• **Activity**
Repeat exactly, and only, the lines running from the one that holds "- Added a new" to the end of the records.

• **Data shown**
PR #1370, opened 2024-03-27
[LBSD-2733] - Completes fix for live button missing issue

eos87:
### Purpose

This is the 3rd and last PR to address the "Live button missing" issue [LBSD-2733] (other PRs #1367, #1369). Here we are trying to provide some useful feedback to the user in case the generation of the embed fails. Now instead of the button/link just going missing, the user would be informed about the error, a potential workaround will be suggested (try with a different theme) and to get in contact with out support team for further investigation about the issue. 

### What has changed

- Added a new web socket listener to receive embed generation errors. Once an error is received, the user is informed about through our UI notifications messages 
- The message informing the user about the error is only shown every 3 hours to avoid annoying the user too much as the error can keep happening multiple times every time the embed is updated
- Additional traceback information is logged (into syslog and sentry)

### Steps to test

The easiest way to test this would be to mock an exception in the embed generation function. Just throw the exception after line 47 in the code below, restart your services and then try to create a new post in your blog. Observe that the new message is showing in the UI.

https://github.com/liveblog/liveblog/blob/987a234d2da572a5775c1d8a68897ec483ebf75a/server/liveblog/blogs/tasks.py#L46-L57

• **Task output**
- Added a new web socket listener to receive embed generation errors. Once an error is received, the user is informed about through our UI notifications messages 
- The message informing the user about the error is only shown every 3 hours to avoid annoying the user too much as the error can keep happening multiple times every time the embed is updated
- Additional traceback information is logged (into syslog and sentry)

### Steps to test

The easiest way to test this would be to mock an exception in the embed generation function. Just throw the exception after line 47 in the code below, restart your services and then try to create a new post in your blog. Observe that the new message is showing in the UI.

https://github.com/liveblog/liveblog/blob/987a234d2da572a5775c1d8a68897ec483ebf75a/server/liveblog/blogs/tasks.py#L46-L57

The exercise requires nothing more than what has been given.